[[ Records for the task open ]]
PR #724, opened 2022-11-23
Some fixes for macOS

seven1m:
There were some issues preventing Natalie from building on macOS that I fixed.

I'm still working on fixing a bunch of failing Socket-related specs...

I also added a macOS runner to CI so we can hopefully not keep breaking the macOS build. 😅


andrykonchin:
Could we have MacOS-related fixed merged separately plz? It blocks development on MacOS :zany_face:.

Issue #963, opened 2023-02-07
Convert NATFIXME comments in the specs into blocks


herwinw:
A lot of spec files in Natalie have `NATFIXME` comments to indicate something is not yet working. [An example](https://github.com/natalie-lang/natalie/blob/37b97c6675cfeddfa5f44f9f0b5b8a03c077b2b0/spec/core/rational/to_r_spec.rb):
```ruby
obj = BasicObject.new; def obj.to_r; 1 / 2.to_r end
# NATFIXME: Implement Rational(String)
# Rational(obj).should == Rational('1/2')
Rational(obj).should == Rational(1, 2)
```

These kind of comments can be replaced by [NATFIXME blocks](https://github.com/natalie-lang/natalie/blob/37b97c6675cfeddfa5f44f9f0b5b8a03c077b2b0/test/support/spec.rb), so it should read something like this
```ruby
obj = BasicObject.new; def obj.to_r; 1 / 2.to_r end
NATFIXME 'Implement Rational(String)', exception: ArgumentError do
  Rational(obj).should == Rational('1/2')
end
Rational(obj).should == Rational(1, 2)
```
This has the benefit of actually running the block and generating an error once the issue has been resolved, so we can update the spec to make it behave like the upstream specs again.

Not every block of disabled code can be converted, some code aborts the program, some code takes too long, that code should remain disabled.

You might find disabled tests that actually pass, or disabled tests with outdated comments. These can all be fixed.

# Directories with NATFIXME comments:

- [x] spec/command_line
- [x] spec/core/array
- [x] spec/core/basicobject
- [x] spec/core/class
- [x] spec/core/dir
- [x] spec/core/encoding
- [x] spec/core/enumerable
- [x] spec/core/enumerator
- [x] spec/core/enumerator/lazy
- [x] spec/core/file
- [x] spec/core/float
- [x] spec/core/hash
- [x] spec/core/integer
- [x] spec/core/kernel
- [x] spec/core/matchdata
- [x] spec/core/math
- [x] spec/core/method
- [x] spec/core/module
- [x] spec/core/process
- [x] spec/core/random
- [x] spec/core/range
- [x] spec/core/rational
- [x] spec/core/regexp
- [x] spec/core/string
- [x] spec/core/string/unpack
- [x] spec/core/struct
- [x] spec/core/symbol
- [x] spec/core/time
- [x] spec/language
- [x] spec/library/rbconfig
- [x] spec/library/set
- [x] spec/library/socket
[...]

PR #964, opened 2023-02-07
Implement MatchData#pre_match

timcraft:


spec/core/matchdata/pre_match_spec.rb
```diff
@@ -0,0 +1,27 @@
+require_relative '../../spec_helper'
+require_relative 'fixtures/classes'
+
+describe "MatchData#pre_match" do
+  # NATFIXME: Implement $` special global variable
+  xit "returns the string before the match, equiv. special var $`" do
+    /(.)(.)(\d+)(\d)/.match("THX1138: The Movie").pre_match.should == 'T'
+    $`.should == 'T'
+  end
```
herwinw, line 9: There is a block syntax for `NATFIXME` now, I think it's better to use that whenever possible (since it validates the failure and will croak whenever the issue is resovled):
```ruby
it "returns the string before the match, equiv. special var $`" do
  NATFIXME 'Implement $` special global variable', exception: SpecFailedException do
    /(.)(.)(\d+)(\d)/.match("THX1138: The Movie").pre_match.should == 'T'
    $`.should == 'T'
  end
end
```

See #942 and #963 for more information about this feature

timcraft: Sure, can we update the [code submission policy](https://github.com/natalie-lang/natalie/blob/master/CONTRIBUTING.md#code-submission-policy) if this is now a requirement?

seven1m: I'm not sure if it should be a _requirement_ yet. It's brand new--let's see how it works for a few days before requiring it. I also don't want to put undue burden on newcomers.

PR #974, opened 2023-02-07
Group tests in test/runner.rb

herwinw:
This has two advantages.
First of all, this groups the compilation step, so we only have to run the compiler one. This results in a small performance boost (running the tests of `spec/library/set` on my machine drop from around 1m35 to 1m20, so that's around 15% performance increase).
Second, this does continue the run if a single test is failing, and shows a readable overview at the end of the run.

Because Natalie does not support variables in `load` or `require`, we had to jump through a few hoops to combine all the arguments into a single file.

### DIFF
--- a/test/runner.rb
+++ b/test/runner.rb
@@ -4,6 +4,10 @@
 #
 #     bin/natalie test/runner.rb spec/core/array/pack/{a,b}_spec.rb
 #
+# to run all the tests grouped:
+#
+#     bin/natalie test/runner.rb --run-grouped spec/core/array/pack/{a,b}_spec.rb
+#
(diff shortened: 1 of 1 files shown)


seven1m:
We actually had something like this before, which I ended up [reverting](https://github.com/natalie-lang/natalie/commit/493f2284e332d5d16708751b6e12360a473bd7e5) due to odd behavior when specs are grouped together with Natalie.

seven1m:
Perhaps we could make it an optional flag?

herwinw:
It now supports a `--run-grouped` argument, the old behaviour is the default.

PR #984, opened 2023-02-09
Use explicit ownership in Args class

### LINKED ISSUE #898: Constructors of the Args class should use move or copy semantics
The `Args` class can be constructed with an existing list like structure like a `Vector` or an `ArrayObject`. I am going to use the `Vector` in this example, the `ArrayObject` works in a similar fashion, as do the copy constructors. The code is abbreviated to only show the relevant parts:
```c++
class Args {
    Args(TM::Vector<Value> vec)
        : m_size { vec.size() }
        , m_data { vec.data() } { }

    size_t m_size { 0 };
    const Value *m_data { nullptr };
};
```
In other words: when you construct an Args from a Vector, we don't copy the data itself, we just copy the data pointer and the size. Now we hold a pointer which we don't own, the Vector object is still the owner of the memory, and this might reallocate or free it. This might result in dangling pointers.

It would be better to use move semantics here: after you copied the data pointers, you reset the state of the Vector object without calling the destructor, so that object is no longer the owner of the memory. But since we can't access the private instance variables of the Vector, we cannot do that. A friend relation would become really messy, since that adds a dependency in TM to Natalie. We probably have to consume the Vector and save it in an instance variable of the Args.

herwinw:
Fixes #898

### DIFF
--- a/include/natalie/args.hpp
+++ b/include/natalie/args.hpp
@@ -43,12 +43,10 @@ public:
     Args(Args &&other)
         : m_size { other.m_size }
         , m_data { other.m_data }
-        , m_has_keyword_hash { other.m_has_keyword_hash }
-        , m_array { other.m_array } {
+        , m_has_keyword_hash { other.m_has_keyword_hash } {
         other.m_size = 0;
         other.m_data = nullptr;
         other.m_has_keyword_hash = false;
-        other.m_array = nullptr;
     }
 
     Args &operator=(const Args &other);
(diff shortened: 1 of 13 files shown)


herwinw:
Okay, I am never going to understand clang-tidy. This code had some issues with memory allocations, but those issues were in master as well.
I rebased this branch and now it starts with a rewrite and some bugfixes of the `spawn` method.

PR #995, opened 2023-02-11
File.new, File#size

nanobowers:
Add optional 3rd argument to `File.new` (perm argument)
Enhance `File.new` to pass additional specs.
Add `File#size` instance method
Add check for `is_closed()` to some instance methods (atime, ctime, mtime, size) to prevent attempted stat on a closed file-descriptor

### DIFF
[[ Records for the task closed ]]
[[ Records for the task open ]]
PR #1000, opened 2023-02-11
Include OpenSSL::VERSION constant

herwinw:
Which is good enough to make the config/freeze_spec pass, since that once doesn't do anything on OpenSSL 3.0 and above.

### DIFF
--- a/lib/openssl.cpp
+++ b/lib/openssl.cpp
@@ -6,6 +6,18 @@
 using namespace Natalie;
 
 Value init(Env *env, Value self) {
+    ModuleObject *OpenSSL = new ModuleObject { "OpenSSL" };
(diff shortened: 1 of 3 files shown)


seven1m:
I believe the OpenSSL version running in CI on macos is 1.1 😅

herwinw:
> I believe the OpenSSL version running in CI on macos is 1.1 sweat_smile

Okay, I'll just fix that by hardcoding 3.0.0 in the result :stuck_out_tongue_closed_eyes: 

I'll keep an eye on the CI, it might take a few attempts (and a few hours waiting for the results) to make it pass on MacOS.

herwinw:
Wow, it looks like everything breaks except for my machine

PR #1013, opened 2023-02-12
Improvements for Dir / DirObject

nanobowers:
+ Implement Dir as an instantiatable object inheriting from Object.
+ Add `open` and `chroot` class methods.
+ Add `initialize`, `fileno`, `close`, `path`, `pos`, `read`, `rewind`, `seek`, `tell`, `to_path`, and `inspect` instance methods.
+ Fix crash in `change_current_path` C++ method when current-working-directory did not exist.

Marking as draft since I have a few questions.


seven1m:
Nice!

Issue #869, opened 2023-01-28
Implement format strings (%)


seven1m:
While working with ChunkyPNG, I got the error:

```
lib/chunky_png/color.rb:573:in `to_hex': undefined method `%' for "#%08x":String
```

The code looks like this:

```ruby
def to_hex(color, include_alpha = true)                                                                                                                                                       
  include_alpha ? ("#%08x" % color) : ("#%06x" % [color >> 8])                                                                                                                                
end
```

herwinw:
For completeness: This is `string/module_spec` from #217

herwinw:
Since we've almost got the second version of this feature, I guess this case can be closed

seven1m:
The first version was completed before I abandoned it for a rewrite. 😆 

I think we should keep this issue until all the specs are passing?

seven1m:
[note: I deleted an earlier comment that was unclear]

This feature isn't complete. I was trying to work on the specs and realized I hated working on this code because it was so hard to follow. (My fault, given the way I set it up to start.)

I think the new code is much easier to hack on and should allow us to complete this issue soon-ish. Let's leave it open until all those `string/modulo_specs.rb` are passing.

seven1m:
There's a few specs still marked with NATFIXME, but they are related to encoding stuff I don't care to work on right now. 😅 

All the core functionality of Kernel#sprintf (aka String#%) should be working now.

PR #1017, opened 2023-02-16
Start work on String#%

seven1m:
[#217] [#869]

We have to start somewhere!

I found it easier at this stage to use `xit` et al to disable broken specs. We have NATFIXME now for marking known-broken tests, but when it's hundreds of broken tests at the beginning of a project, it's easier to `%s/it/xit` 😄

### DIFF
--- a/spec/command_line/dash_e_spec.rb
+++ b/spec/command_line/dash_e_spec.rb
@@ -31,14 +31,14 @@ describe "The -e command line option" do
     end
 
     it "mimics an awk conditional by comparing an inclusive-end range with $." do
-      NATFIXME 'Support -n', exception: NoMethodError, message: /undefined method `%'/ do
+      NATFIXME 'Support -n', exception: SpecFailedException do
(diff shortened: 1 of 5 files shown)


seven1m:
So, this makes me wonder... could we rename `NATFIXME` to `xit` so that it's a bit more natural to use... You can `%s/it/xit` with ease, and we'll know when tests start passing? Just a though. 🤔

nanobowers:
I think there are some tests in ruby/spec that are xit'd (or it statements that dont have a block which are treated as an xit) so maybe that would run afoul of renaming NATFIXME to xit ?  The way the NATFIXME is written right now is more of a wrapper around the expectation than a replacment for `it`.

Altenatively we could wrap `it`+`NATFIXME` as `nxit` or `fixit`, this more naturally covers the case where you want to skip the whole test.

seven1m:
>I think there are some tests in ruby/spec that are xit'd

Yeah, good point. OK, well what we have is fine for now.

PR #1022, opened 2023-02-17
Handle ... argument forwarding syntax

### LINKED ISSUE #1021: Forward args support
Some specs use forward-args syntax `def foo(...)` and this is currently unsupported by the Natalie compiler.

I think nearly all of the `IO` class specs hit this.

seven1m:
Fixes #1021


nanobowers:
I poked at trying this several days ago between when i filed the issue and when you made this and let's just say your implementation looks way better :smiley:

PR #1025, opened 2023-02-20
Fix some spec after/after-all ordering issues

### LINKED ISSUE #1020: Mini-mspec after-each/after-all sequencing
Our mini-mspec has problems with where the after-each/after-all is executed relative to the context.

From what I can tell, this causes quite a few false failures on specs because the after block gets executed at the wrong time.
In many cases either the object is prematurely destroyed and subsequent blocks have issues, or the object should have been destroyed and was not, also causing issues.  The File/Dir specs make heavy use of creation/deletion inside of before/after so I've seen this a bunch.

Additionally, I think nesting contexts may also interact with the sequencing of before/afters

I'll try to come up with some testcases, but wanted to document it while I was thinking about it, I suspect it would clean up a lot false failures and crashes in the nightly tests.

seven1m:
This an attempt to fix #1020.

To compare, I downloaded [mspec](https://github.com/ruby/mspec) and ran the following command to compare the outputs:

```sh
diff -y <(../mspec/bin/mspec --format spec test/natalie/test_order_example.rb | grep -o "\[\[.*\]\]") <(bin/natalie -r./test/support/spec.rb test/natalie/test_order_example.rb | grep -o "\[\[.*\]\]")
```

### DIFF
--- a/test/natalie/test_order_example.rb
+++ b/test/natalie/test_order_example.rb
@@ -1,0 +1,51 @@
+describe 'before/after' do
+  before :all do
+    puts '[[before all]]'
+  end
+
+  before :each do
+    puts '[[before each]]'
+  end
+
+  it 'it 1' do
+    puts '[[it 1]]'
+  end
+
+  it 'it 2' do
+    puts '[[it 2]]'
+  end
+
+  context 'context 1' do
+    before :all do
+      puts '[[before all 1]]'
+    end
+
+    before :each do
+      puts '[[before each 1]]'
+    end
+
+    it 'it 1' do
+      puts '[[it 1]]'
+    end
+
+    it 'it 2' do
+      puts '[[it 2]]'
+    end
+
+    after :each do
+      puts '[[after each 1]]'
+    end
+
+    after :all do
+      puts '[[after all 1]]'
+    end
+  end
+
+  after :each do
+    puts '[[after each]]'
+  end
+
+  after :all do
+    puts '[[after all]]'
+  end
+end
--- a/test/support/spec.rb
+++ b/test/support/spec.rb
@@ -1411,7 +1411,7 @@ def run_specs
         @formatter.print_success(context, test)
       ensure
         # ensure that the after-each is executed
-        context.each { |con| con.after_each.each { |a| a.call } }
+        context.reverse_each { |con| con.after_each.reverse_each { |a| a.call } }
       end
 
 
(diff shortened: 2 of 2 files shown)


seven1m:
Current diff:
[[ Records for the task closed ]]
• _Your task_
Within the records above, count the lines that hold the word "about" and give only that number.

• _Answer box_
2